You can visit as a tourist throughout Europe but cant live there. In many countries you would be breaching the conditions of tourist entry by activity seeking work. It would be virtually impossible to rent an apartment without evidence of a visa that allows you to live in the country long term.

Employment will be hard unless you have extensive skills and qualifications in a shortage area. Employers throughout Europe have to try and fill posts from the 800 million Europeans before being able to offer them to and sponsor a non European. 

Have you been to college? Got any special skills?


----------



## _shel (Mar 2, 2014)

Nononymous said:


> Try this.


One of my favourite sites 

In case you didnt check. The OP has posted similar in Portugal, Greece etc


----------



## Nononymous (Jul 12, 2011)

Everywhere is Germany is safe. That is not a concern.

Berlin is inexpensive and awesome.

Do you speak German, or intend to learn? If not, you will likely become one of many many thousands of super-annoying Anglo expats who are colonizing certain urban neighbourhoods. 

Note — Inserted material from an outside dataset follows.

PR #1298, opened 2024-10-05
Fix EnhancedTracker not auto binding when adding manga to library

### LINKED ISSUE #306: Komga tracking not enabled by default when adding an entry to the library
### Steps to reproduce

1. Install de Komga extension (1.4.50) and setup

For short stays your best bet is to look on Craigslist, Kijiji or AirBnB. There are many German listing sites (immowelt.de and so on) but they are either looking for long stays with a full lease (which you'll never get) or it'll be through agencies that charge beastly commissions for vacation rentals. Again, you can use the awesome power of Google to find this information. One small note - the authorities in Berlin are really cracking down on the short-term private rental market; entire neighbourhoods have become pseudo-hostel districts in recent years. So that may be more difficult now.

Working. As you know, you are only entitled to stay in the Schengen zone for 90 days. After that, to remain in Germany you would need a job, or to be a student, or have some other halfway valid excuse for staying. As a US citizen you have no right to work in Germany so any potential employer would have to make the case that nobody else with an EU passport can do your job. (There are various working holiday schemes for youngish Canadians, but not, I believe, for Americans.) If you work in the IT or design or creative fields, or find something for which native English is necessary, you have a better chance. All that being said, I've found the Berlin Ausländerbehörde to be fairly tolerant of and generous to North Americans, but then I'm long past 23, have an exotic skill and speak the Deutsch fluently, so I'm not sure my and others' experiences will necessarily apply. You could also look into the "freelancer visa" racket - Google it - if you have money to support yourself. 

That's about all the advice I have to offer.


----------



## Nononymous (Jul 12, 2011)

_shel said:


> One of my favourite sites
> 
> In case you didnt check. The OP has posted similar in Portugal, Greece etc


It's my stock response to any and every lazy-ass request for others to do basic research. A small piece of passive-aggressive gratification to get me through the day.


----------